My understanding is that the contract (TOS) portion is not decided. This decision stated that Linkedin does not have a protected property interest in the profiles, so it can not claim copyright there. It's possible they could claim things like compilation copyright; that's is as yet undecided. Also, the appears court only dealt with the CFAA issue I believe; there's still the contract (TOS) to consider, as well as a possible trespass claim.

Now, the CFAA was the only criminal statue involved, so I guess that supports what you said, that scraping is not unlawful. There still may be liability though, and using the data only internally would not necessarily protect from that. It remains to be seen.

"it can be scraped/crawled, that is, it isn’t LinkedIn property"

I thought it was pretty established that putting something on a website didn't eliminate your copyright. Has that changed now?

To me, it seems like common sense would be that if you make a public website, you are implicitly permitting some copies, but surely it's not all or nothing?

Facts and tables are not copyrightable. The phone numbers in a phone book are not copyrightable, merely their presentation order[0]. If you were to copy, say, the linkedin website, or the linkedin branding, or the name linkedin, or any of their ads, those would be eligible, but the simple collection of names, emails, and phone numbers is ineligible for copyright.

0: https://en.wikipedia.org/wiki/Feist_Publications,_Inc.,_v._R....

This depends on jurisdiction though. In the European Union specifically there exists sui generis legislation that grants certain rights to the assembler of a database [1]. However, it’s a more interesting situation when the database keeper just provides a means for individuals to fill in their own data.

[1] https://en.wikipedia.org/wiki/Database_right

> I thought it was pretty established that putting something on a website didn't eliminate your copyright. Has that changed now?

No, if anything, that supports the decision.

To the extent that the material is copyrightable, it belongs to the users, who have chosen to make it public; copying incidental and necessary to that access is allowed under an implied license doctrine. Microsoft's efforts to restrict access had nothing to do with copyright, but ToS.

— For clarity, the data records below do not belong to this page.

PR #540, opened 2022-02-11
Use discovery client to check if inventory objects has subresource status

Liujingfang1:
Use the function `DiscoveryClient.ServerResourcesForGroupVersion`
to list all the resources in a group. Then check if the subresource
status is contained in the list.

### DIFF
--- a/pkg/inventory/inventory-client.go
+++ b/pkg/inventory/inventory-client.go
@@ -11,6 +11,7 @@ import (
 	"k8s.io/apimachinery/pkg/api/meta"
 	metav1 "k8s.io/apimachinery/pkg/apis/meta/v1"
 	"k8s.io/apimachinery/pkg/apis/meta/v1/unstructured"
+	"k8s.io/client-go/discovery"
 	"k8s.io/client-go/dynamic"
 	"k8s.io/klog/v2"
 	cmdutil "k8s.io/kubectl/pkg/cmd/util"
@@ -48,11 +49,13 @@ type InventoryClient interface {
 // InventoryClient interface.
 type ClusterInventoryClient struct {
 	dc                    dynamic.Interface
+	discoveryClient       discovery.CachedDiscoveryInterface
 	mapper                meta.RESTMapper
 	InventoryFactoryFunc  StorageFactoryFunc
 	invToUnstructuredFunc InventoryToUnstructuredFunc
 }
 
+var _ InventoryClient = &ClusterInventoryClient{}
 var _ InventoryClient = &ClusterInventoryClient{}
 
 // NewInventoryClient returns a concrete implementation of the
@@ -68,8 +71,13 @@ func NewInventoryClient(factory cmdutil.Factory,
 	if err != nil {
 		return nil, err
 	}
+	discoveryClinet, err := factory.ToDiscoveryClient()
+	if err != nil {
+		return nil, err
+	}
 	clusterInventoryClient := ClusterInventoryClient{
 		dc:                    dc,
+		discoveryClient:       discoveryClinet,
 		mapper:                mapper,
 		InventoryFactoryFunc:  invFunc,
 		invToUnstructuredFunc: invToUnstructuredFunc,
@@ -102,8 +110,14 @@ func (cic *ClusterInventoryClient) Merge(localInv InventoryInfo, objs object.Obj
 			return nil, err
 		}
 		klog.V(4).Infof("creating initial inventory object with %d objects", len(objs))
-		if err := cic.createInventoryObj(invInfo, dryRun); err != nil {
+		var createdObj *unstructured.Unstructured
+		if createdObj, err = cic.createInventoryObj(invInfo, dryRun); err != nil {
 			return nil, err
+		}
+		// TODO(Liujingfang1): Remove the nil check statement after
+		// fixing the client mock in the unit test.
+		if createdObj != nil {
+			invInfo.SetResourceVersion(createdObj.GetResourceVersion())
 		}
 		if err := cic.updateStatus(invInfo, dryRun); err != nil {
 			return nil, err
@@ -135,8 +149,14 @@ func (cic *ClusterInventoryClient) Merge(localInv InventoryInfo, objs object.Obj
 				return pruneIds, err
 			}
 			klog.V(4).Infof("update cluster inventory: %s/%s", clusterInv.GetNamespace(), clusterInv.GetName())
-			if err := cic.applyInventoryObj(clusterInv, dryRun); err != nil {
+			var appliedObj *unstructured.Unstructured
+			if appliedObj, err = cic.applyInventoryObj(clusterInv, dryRun); err != nil {
 				return pruneIds, err
+			}
+			// TODO(Liujingfang1): Remove the nil check statement after
+			// fixing the client mock in the unit test.
+			if appliedObj != nil {
+				clusterInv.SetResourceVersion(appliedObj.GetResourceVersion())
 			}
 		}
 		if err := cic.updateStatus(clusterInv, dryRun); err != nil {
@@ -170,8 +190,14 @@ func (cic *ClusterInventoryClient) Replace(localInv InventoryInfo, objs object.O
 	if !objs.Equal(clusterObjs) {
 		klog.V(4).Infof("replace cluster inventory: %s/%s", clusterInv.GetNamespace(), clusterInv.GetName())
 		klog.V(4).Infof("replace cluster inventory %d objects", len(objs))
-		if err := cic.applyInventoryObj(clusterInv, dryRun); err != nil {
+		var appliedObj *unstructured.Unstructured
+		if appliedObj, err = cic.applyInventoryObj(clusterInv, dryRun); err != nil {
 			return fmt.Errorf("failed to write updated inventory to cluster: %w", err)
+		}
+		// TODO(Liujingfang1): Remove the nil check statement after
+		// fixing the client mock in the unit test.
+		if appliedObj != nil {
+			clusterInv.SetResourceVersion(appliedObj.GetResourceVersion())
 		}
 	}
 	if err := cic.updateStatus(clusterInv, dryRun); err != nil {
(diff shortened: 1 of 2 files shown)


pkg/inventory/inventory-client.go
```diff
@@ -441,24 +448,36 @@ func (cic *ClusterInventoryClient) updateStatus(obj *unstructured.Unstructured,
...
+		return nil
+	}
+
+	resources, err := cic.discoveryClient.ServerResourcesForGroupVersion(obj.GetAPIVersion())
 	if err != nil {
 		return err
 	}
+	hasStatus := false
+	for _, r := range resources.APIResources {
+		if r.Name == mapping.Resource.Resource+"/status" {
```
karlkfi, line 462: Maybe pull it out with the previous ServerResourcesForGroupVersion call to a method called `hasSubResource(mapping Mapping, subresource string)` and use  `name := fmt.Sprintf("%s/%s", resource, subresource)` to prebuild the name to match.

pkg/inventory/inventory-client.go
```diff
@@ -441,24 +448,28 @@ func (cic *ClusterInventoryClient) updateStatus(obj *unstructured.Unstructured,
...
 	if err != nil {
-		if apierrors.IsNotFound(err) {
-			klog.V(4).Infof("skip updating inventory subresource status for %v: %v", meta, err)
-			return nil
-		}
-		return fmt.Errorf("failed to get inventory status from cluster: %w", err)
+		return fmt.Errorf("failed to get inventory object from cluster: %w", err)
 	}
 
 	err = unstructured.SetNestedMap(liveObj.UnstructuredContent(), status, "status")
```
karlkfi, line 475: UnstructuredContent is dangerous to use here. It returns an empty map if Object is nil. So if it then gets populated, the original liveObj will not be updated. 

I think in general you have to use UnstructuredContent for safe [Get]Nested calls but obj.Object for safe SetNested calls.

pkg/inventory/inventory-client.go
```diff
@@ -441,24 +448,28 @@ func (cic *ClusterInventoryClient) updateStatus(obj *unstructured.Unstructured,
...
+	}
+
+	klog.V(4).Infof("update inventory status")
 	resource := cic.dc.Resource(mapping.Resource).Namespace(obj.GetNamespace())
 	meta := metav1.TypeMeta{
 		Kind:       obj.GetKind(),
 		APIVersion: obj.GetAPIVersion(),
 	}
-	liveObj, err := resource.Get(context.TODO(), obj.GetName(), metav1.GetOptions{TypeMeta: meta}, "status")
+	liveObj, err := resource.Get(context.TODO(), obj.GetName(), metav1.GetOptions{TypeMeta: meta})
```
karlkfi, line 470: Can we skip this GET call? Or is it necessary in order to do an update with the latest spec & metadata? I think we have the original desired spec in `obj`, right?

karlkfi: Also, was the "status" subresource dropped here intentionally?

pkg/inventory/inventory-client.go
Liujingfang1: `liveObj` is get from the above `Get` call. When the `Get` call doesn't return an error, the `liveObj` shouldn't be empty

pkg/inventory/inventory-client.go
Liujingfang1: This is necessary since the update needs to be with latest spec and metadata. The `obj` may not have the latest metadata.

Liujingfang1: Yes, the "status" was dropped intentionally. It was originally included to check if the resource has the "status" subresource. Now we use the discovery client to check this. The "status" here can be dropped.

karlkfi: Do subresources have distinct metadata?
If you write metadata to a subresource does it change the parent resource's metadata?

pkg/inventory/inventory-client.go
karlkfi: If we expect it not to be empty, then you can just use liveObj.Object, right?

pkg/inventory/inventory-client.go
karlkfi: kernel team says CRD subresources drop/ignore metadata changes.
So we don't need to get new metadata. The only meta that matters are the ones used to identify the resource.

karlkfi: ConfigMaps don't have subresources, so it doesn't matter for that use case.

karlkfi: The Spec is also being dropped/ignored when you update the status, so we don't need to update that either.

I think the whole GET can be skipped.

pkg/inventory/inventory-client.go
Liujingfang1: updated.

Liujingfang1:
@karlkfi I added a field to capture the resourceVersion of the inventory object from the last Update/Create/Get. So we can skip the `Get` call when updating the status. This PR is ready for another review.

pkg/inventory/inventory-client.go
```diff
@@ -441,33 +464,47 @@ func (cic *ClusterInventoryClient) updateStatus(obj *unstructured.Unstructured,
...
-			klog.V(4).Infof("skip updating inventory subresource status for %v: %v", meta, err)
-			return nil
-		}
-		return fmt.Errorf("failed to get inventory status from cluster: %w", err)
-	}
-
-	err = unstructured.SetNestedMap(liveObj.UnstructuredContent(), status, "status")
-	if err != nil {
+	// set the resourceVersion of the inventory object
+	obj.SetResourceVersion(cic.invResourceVersion)
```
karlkfi, line 487: Is UID not also checked? Usually it's required to perform an update, at least on normal resources.

Kernel team says if subresource update doesn't check the UID it might be a bug.

pkg/inventory/inventory-client.go
```diff
@@ -377,9 +394,15 @@ func (cic *ClusterInventoryClient) createInventoryObj(obj *unstructured.Unstruct
...
-	_, err = cic.dc.Resource(mapping.Resource).Namespace(obj.GetNamespace()).
-		Create(context.TODO(), obj, metav1.CreateOptions{})
-	return err
+	var createdObj *unstructured.Unstructured
+	if createdObj, err = cic.dc.Resource(mapping.Resource).Namespace(obj.GetNamespace()).
+		Create(context.TODO(), obj, metav1.CreateOptions{}); err != nil {
+		return err
+	}
+	if createdObj != nil {
+		cic.invResourceVersion = createdObj.GetResourceVersion()
```
karlkfi, line 403: Why not just return the createdObj and copy the ResourceVersion in the caller? Caching it on the client struct seems unnecessary.

pkg/inventory/inventory-client.go
```diff
@@ -350,9 +361,15 @@ func (cic *ClusterInventoryClient) applyInventoryObj(obj *unstructured.Unstructu
...
-	_, err = cic.dc.Resource(mapping.Resource).Namespace(obj.GetNamespace()).
-		Update(context.TODO(), obj, metav1.UpdateOptions{})
-	return err
+	var updatedObj *unstructured.Unstructured
+	if updatedObj, err = cic.dc.Resource(mapping.Resource).Namespace(obj.GetNamespace()).
+		Update(context.TODO(), obj, metav1.UpdateOptions{}); err != nil {
+		return err
+	}
+	if updatedObj != nil {
+		cic.invResourceVersion = updatedObj.GetResourceVersion()
```
karlkfi, line 370: Why not just return the updatedObj and copy the ResourceVersion in the caller?

pkg/inventory/inventory-client.go
Liujingfang1: How could we check the UID if there is no extra `Get` to get the live object from the cluster? The UID in `liveObj` is from the last Get/Update/Create call.

pkg/inventory/inventory-client.go
Liujingfang1: We can also do it that way. Caching it looks simpler implementation. If we return the createdObj, we need to update multiple places in the code.

karlkfi: It's best not to cache things on the struct if you don't need to. It makes the code thread unsafe. The private methods are not exposed, so changing their signature is fine.

Liujingfang1: done

pkg/inventory/inventory-client.go
Liujingfang1: done

pkg/inventory/inventory-client.go
```diff
@@ -102,9 +110,13 @@ func (cic *ClusterInventoryClient) Merge(localInv InventoryInfo, objs object.Obj
 			return nil, err
 		}
 		klog.V(4).Infof("creating initial inventory object with %d objects", len(objs))
-		if err := cic.createInventoryObj(invInfo, dryRun); err != nil {
+		var createdObj *unstructured.Unstructured
+		if createdObj, err = cic.createInventoryObj(invInfo, dryRun); err != nil {
 			return nil, err
 		}
+		if createdObj != nil {
```
karlkfi, line 117: is this ever nil after success? I think we can assume it's non-nil, right?

karlkfi: same question for apply.

Liujingfang1: In the unit test, some functions that are mocked doesn't match the Get/Update behaviors, but I haven't figured out which part to change.

karlkfi: If the mock doesn't represent reality, we should fix the mock.

I think we can safely assume the object is non-nil if the error is nil, except in the DELETE implementation, where the object is not returned from the DynamicClient, because it is inconsistently returned from the RESTClient underneath.

Liujingfang1: How about adding a TODO for this and fix it afterwards? I can sync up with Morten to learn more clue for this, but I don't think we want to block the change for this.

karlkfi: fair enough.

Liujingfang1: Added the TODO.

pkg/inventory/inventory-client.go
karlkfi: I think we should be getting the UID from Storage.GetObject().

However, it looks like we don't actually need it, because it's not actually required to be the same on update, so it won't error as-is. If we wanted it to error we'd have to specify an UpdateOption.Precondition. But I don't know if it really matters. If something else is recreating inventory asynchronously, it's probably gonna break in other ways too.

pkg/inventory/inventory-client.go
karlkfi: Fixed by https://github.com/kubernetes-sigs/cli-utils/pull/545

Perhaps it depends on intent. Clearly, the creators of the content, and those who posted the content, did so for the sole intention of making it public and usable outside the LinkedIn system. Their posting of it on LinkedIn is incidental; what site is used or who owns it is largely irrelevant to them, whereas such things clearly do matter to any company or person creating and posting their own unique content to their own site.
At one point, to fight scraping, Craigslist changed their terms so that users assigned them copyright of listings rather than just a license. It didn't work well for them, but it's an interesting approach.

https://www.eff.org/deeplinks/2013/04/craigslist-owns-what-y...

My understanding is that Facebook uses similar clauses to disallow web scraping. Does that mean Facebook is fair game too?
I'm pretty sure you would get a big GDPR fine if you start taking data people agreed to put on Linked-in without their express permission.